Oscar Wilde: EL FANTASMA DE CANTERVILLE

.....-¡No se vaya, señorita Virginia, se lo suplico! -exclamó el fantasma-. Estoy tan solo y soy tan desgraciado, que no sé qué hacer. Quisiera ir a acostarme y no puedo.
.....-Pues es inconcebible: no tiene usted más que meterse en la cama y apagar la luz. Algunas veces es dificilísimo permanecer despierto, sobre todo en una iglesia, pero, en cambio, dormir es muy sencillo. Ya ve usted: los gemelos saben dormir admirablemente, y no son de los más listos.
.....-Hace trescientos años que no duermo -dijo el anciano tristemente, haciendo que Virginia abriese mucho sus hermosos ojos azules, llenos de asombro-. Hace ya trescientos años que no duermo, así es que me siento cansadísimo.
.....Virginia adoptó un grave continente, y sus finos labios se movieron como pétalos de rosa. Se acercó y arrodilló al lado del fantasma, contempló su rostro envejecido y arrugado.
.....-Pobrecito fantasma -profirió a media voz-, ¿y no hay ningún sitio donde pueda usted dormir?
.....-Allá lejos, pasando el pinar -respondió él en voz baja y soñadora-, hay un jardincito. La hierba crece en él alta y espesa; allí pueden verse las grandes estrellas blancas de la cicuta, allí el ruiseñor canta toda la noche. Canta toda la noche, y la luna de cristal helado deja caer su mirada y el tejo extiende sus brazos de gigante sobre los durmientes.
.....Los ojos de Virginia se empañaron de lágrimas y sepultó la cara entre sus manos.
.....-Se refiere usted al jardín de la Muerte -murmuró.
.....-Sí, de la muerte. Debe ser hermosa. Descansar en la blanda tierra oscura, mientras las hierbas se balancean encima de nuestra cabeza, y escuchar el silencio. No tener ni ayer ni mañana. Olvidarse del tiempo y de la vida; morar en paz. Usted puede ayudarme; usted puede abrirme de par en par las puertas de la muerte, porque el amor la acompaña a usted siempre, y el amor es más fuerte que la muerte.
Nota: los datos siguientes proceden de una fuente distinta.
PR #1486, opened 2025-09-17
[WIP] disruptive fencing validation TNF

Neilhamza:
ValidateDisruptivePeerOnly flow to test fencing a peer node in DualReplica topologies.

Adds fencing validation logic (pcs stonith + etcd quorum check)

Integrates into TNF setup runner behind an environment gate (TNF_VALIDATE_PEER_ONLY)

Improves safety with self-fence guard, explicit error handling, and pcs/etcd health waits

### DIFF
--- a/pkg/tnf/pkg/pcs/fencing.go
+++ b/pkg/tnf/pkg/pcs/fencing.go
@@ -5,19 +5,19 @@ import (
 	"fmt"
 	"regexp"
 	"strings"
+	"time"
 
 	corev1 "k8s.io/api/core/v1"
 	"k8s.io/client-go/kubernetes"
 	"k8s.io/klog/v2"
 
+	"github.com/openshift/cluster-etcd-operator/pkg/etcdcli"
 	"github.com/openshift/cluster-etcd-operator/pkg/tnf/pkg/config"
 	"github.com/openshift/cluster-etcd-operator/pkg/tnf/pkg/exec"
 	"github.com/openshift/cluster-etcd-operator/pkg/tnf/pkg/tools"
 )
 
-var (
-	addressRegEx = regexp.MustCompile(`.*//(.*):(.*)(/redfish.*)`)
-)
+var addressRegEx = regexp.MustCompile(`.*//(.*):(.*)(/redfish.*)`)
 
 const (
 	// defaultPcmkDelayBase is the delay applied to the first fence device to prevent simultaneous fencing
@@ -117,11 +117,9 @@ func ConfigureFencing(ctx context.Context, kubeClient kubernetes.Interface, cfg 
 
 	klog.Info("Fencing configuration succeeded!")
 	return nil
-
 }
 
 func getFencingConfig(nodeName string, secret *corev1.Secret) (*fencingConfig, error) {
-
 	address := string(secret.Data["address"])
 	if !strings.Contains(address, "redfish") {
 		klog.Errorf("Secret %s does not contain redfish address", secret.Name)
@@ -184,7 +182,6 @@ func getStatusCommand(fc fencingConfig) string {
 }
 
 func getStonithCommand(sc StonithConfig, fc fencingConfig) string {
-
 	stonithAction := "create"
 	// check if device already exists
 	for _, p := range sc.Primitives {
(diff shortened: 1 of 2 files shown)


pkg/tnf/disruptivevalidate/runner.go
```diff
@@ -0,0 +1,249 @@
...
+			j := &jl.Items[i]
+			if j.Status.Succeeded > 0 || tools.IsConditionTrue(j.Status.Conditions, batchv1.JobComplete) {
+				completed++
+			}
+		}
+		return completed >= wantAtLeast, nil
+	})
+}
+
+func detectLocalAndPeer(_ context.Context, _ kubernetes.Interface, n1, n2 string) (string, string, error) {
```
clobrano: What is the reason to pass context and kubernetes.Interface if not used?

pkg/tnf/disruptivevalidate/runner.go
```diff
@@ -0,0 +1,249 @@
...
+	podName, err := os.Hostname()
+	if err != nil || strings.TrimSpace(podName) == "" {
+		return "", "", fmt.Errorf("get pod hostname: %w", err)
```
clobrano, line 205: If the err is `nil`, but `strings.TrimSpace(podName)` returns empty string, the resulting error message won't be very helpful

pkg/tnf/disruptivevalidate/runner.go
```diff
@@ -0,0 +1,249 @@
...
+	default:
+		return "", "", fmt.Errorf("local %q not in cluster config (%q,%q)", local, n1, n2)
+	}
+}
+
+func waitPeerValidateIfSecond(ctx context.Context, kc kubernetes.Interface, local, a, b string) error {
+	min, max := a, b
+	if strings.Compare(min, max) > 0 {
+		min, max = max, min
+	}
```
clobrano, line 237: Cool :)

pkg/tnf/disruptivevalidate/runner.go
```diff
@@ -0,0 +1,249 @@
...
+		}
+		klog.V(2).Infof("peer %s status: succeeded=%d failed=%d conditions=%+v", target, j.Status.Succeeded, j.Status.Failed, j.Status.Conditions)
+
+		// Only treat as failed if the JobFailed condition is set
+		if tools.IsConditionTrue(j.Status.Conditions, batchv1.JobFailed) {
+			return false, fmt.Errorf("peer validate job %s failed", target)
+		}
+		// Proceed when the peer is complete
+		return j.Status.Succeeded > 0 || tools.IsConditionTrue(j.Status.Conditions, batchv1.JobComplete), nil
+	})
```
clobrano: This looks very similar to waitForLabeledJob to me (well except the logging). Any chance we can label the validation job too, and reuse the same function?

pkg/tnf/disruptivevalidate/runner.go
```diff
@@ -0,0 +1,249 @@
...
+		}
+		return fmt.Errorf("pcs fence %s failed: %w (last line: %s)", peer, ferr, strings.TrimSpace(ls))
+	}
+	if err := waitPCSState(ctx, boolp(false), peer, timeoutPCSDown); err != nil {
+		return fmt.Errorf("peer didn't go OFFLINE: %w", err)
+	}
+	if err := waitPCSState(ctx, boolp(true), peer, timeoutPCSBackUp); err != nil {
+		return fmt.Errorf("peer didn't return ONLINE: %w", err)
+	}
+	if err := waitEtcdTwoVoters(ctx, timeoutEtcdOK); err != nil {
```
clobrano, line 114: We might also hit Kubelet errors, that would prevent the podman-etcd agent from even attempting to start. If so, the resulting error message would be misleading.

clobrano (commented):
I left some comments, but the direction seems Ok to me

pkg/tnf/disruptivevalidate/runner.go
Neilhamza: this is quite tricky since this job will be running on the node, and the ServiceAccount does not have any RBAC to get lease for peer kubelet. the only way i found for this to work (still did not try - fingers crossed) is to check the the peer kubelet is listening to the same TCP port... should this be a valuable check? do you have any suggestion

pkg/tnf/disruptivevalidate/runner.go
Neilhamza: it was for consistency and future-ready for any API usage but i will remove it for now

pkg/tnf/disruptivevalidate/runner.go
Neilhamza: true! updated

pkg/tnf/disruptivevalidate/runner.go
clobrano: As you can already run commands on the node (e.g. `podman`), I think you can run `systemctl is-active kubelet`, or some similar check. As a fallback, we can also enhance the error message suggesting to check both etcd _and_ kubelet

clobrano (changes requested):

pkg/tnf/disruptivevalidate/runner.go
Neilhamza: absolutely! however i don't think running is-active kubelet on the node that was fencing and not fenced is relevant for out case, or is it?

Neilhamza: because what we care about in the post fence is that the peer node (the one that was fenced) returns in a solid state

clobrano: yeah, you're right. I think it is ok as it is now :+1:

pkg/tnf/disruptivevalidate/runner.go
Neilhamza: i already tag the jobs just like we do with other jobs. however the label is not unique for each node, meaning i had to find a way to detect this specific job for this node
for that case i merged the logic into one function. 
since labeling each node job would require some logic change in other places which could be fragile also for the other jobs which i would rather not touch
now it should look better

clobrano (approved):
/lgtm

.....Virginia tembló. Un estremecimiento helado recorrió todo su ser, y durante unos instantes hubo un gran silencio. Le parecía vivir un sueño terrible. Entonces el fantasma habló de nuevo con una voz que resonaba como los suspiros del viento:
.....-¿Ha leído usted alguna vez la antigua profecía que hay sobre las vidrieras de la biblioteca?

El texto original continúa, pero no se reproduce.